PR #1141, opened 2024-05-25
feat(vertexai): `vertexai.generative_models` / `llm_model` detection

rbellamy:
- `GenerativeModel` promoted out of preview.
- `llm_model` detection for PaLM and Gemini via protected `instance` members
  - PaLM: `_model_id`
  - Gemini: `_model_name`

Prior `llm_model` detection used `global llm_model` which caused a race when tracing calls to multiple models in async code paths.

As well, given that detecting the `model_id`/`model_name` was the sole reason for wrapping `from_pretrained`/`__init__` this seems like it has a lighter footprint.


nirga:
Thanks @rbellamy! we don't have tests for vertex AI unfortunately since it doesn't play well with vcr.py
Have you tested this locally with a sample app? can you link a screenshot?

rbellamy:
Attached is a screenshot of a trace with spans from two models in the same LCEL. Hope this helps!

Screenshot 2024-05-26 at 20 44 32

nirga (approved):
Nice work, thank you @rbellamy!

+===+

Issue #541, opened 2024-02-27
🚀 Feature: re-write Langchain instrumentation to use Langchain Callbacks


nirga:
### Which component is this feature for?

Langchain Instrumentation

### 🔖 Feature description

+===+

The lines holding the word "Gemini" are the answer. Find them in the entries and copy them.

§ Exercise output:
- `llm_model` detection for PaLM and Gemini via protected `instance` members
  - Gemini: `_model_name`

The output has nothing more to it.